[Records provided Boundary: Start]
PR #54, opened 2021-05-11
Fix testnet disto image

bisgardo:
- Fetch genesis-data from git.
- Build static libraries instead of downloading.
- Rename dockerfile.


Thahara (approved):

scripts/distribution/testnet.Dockerfile
```diff
@@ -0,0 +1,89 @@
...
+ARG base_image_tag
+ARG static_libraries_image_tag
+
+# Fetch genesis-data.
+FROM alpine/git:latest as genesis-data
+ARG genesis_ref
+ARG genesis_path
+RUN mkdir -p -m 0600 ~/.ssh && ssh-keyscan gitlab.com >> ~/.ssh/known_hosts
+RUN --mount=type=ssh git clone --depth 1 --branch "${genesis_ref}" git@gitlab.com:Concordium/genesis-data.git /data
+RUN mv "/data/${genesis_path}/genesis_data" /genesis-data
```
abizjak, line 13: The only thing that should be needed from genesis data is `genesis.dat` file.

I think its a bad idea to copy in private keys in this stage and then only taking out the `genesis.dat` in the stage at the end.

abizjak (approved):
[Records provided Boundary: End]
▸ Task requirements
Across the records above, show each line containing the word "testnet".

▸ Expected answer
Fix testnet disto image
scripts/distribution/testnet.Dockerfile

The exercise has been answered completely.